Professor Finlay explains: “We normally expect to see magnetic field lines coming out of the core in the southern hemisphere. But underneath the South Atlantic Anomaly we are seeing unexpected areas where the magnetic field, instead of leaving the core, is returning back into the core. Thanks to the Swarm data, we can see one of these areas moving west over Africa, which is helping to weaken the South Atlantic Anomaly here.” region.”
Record 11 years of Swarm
The latest model of the magnetic field generated by the Earth's core marks a new milestone for ESA's Swarm satellites, which have provided the longest continuous record of magnetic field measurements from space to date.
The satellites were launched on November 22, 2013, as the fourth Earth Explorer mission. innovative satellites which form a key component of ESA's FutureEO programme.
Conceived as demonstrations of innovative Earth observation technologies, these missions have long outlived their original design life, become integral parts of long-term records, provided data for critical operational services, and paved the way for future generations of satellites.
The swarm data underpins global magnetic models used for navigation, monitoring space weather hazards and providing unprecedented insight into our Earth system from its core to the outer reaches of the Earth's atmosphere.
Earth's magnetic field strengthens over Siberia
Swarm's latest results highlight the dynamic nature of Earth's magnetism. For example, in the southern hemisphere there is one point where the magnetic field is especially strong, and in the northern hemisphere there are two – one around Canada, the other around Siberia.
“When you're trying to understand the Earth's magnetic field, it's important to remember that it's not just a dipole like a bar magnet. Only with satellites like Swarm can we fully map this structure and see how it changes,” Professor Finlay said.

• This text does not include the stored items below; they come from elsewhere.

PR #4683, opened 2016-08-31
fix flaky error (vim-mode test)

EfimovVladimir:


scottdraves:
it just passed

scottdraves:
kick jenkins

However, since Swarm has been in orbit, the magnetic field over Siberia has strengthened and over Canada has weakened. The Canadian high field region shrank by 0.65% of the Earth's surface area, almost the size of India, while the Siberian region increased by 0.42% of the Earth's surface area, comparable to the size of Greenland.
This shift, caused by complex processes occurring in the Earth's turbulent core, is associated with The North Magnetic Pole is moving towards Siberia in recent years. This shift is important for navigation, which is affected by the dance between these two areas of strong magnetic field.
ESA's Swarm mission manager Anja Stromme said: “It's truly wonderful to see the big picture of our dynamic Earth thanks to Swarm's extended time series. All satellites are healthy and providing excellent data, so we hope to extend this record beyond 2030, when solar minimum will provide a more unprecedented view of our planet.”